:: Data under study

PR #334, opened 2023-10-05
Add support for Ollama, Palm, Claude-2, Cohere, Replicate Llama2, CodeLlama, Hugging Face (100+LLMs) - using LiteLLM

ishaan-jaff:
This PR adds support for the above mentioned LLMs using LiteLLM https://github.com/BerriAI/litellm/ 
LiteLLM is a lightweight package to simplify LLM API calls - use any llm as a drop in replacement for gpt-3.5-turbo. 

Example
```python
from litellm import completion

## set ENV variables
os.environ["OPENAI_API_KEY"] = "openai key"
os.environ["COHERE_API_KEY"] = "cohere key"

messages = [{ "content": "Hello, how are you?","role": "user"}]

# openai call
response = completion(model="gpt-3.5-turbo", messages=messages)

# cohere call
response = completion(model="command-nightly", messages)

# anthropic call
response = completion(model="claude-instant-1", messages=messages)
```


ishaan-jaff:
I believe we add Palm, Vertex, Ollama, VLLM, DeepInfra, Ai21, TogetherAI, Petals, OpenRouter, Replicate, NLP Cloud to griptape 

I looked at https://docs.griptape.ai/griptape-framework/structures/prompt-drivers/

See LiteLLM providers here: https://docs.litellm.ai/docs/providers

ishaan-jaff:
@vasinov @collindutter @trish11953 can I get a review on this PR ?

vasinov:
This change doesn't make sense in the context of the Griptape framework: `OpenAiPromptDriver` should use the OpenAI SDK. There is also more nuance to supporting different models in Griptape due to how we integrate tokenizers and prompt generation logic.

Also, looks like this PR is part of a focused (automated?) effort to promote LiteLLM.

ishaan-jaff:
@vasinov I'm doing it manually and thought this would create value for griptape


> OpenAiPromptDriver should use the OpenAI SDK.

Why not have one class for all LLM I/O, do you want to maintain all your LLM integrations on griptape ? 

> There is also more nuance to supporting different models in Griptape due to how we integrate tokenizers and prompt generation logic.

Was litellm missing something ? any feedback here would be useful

::::
:: Data under study

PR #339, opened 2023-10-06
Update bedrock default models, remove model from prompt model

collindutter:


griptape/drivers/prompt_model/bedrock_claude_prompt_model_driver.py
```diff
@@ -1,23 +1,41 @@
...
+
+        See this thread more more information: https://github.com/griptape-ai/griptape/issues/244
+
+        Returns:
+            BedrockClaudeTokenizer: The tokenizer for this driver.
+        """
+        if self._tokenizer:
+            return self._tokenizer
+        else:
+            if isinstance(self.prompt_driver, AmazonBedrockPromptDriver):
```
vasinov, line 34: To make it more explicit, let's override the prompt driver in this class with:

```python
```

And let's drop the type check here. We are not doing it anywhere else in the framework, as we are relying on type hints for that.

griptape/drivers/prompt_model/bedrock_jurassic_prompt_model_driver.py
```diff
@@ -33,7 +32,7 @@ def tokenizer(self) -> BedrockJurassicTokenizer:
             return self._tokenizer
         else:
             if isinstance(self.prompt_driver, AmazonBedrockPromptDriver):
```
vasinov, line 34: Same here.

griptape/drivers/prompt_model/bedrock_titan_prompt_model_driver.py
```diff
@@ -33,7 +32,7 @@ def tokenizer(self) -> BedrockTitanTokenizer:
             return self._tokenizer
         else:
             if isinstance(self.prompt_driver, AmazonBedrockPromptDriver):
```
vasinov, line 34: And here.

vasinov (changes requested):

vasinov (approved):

::::

_About this task_
Tell how many lines in the entries above include the word "messages", and respond with the number alone.

_Reply_
4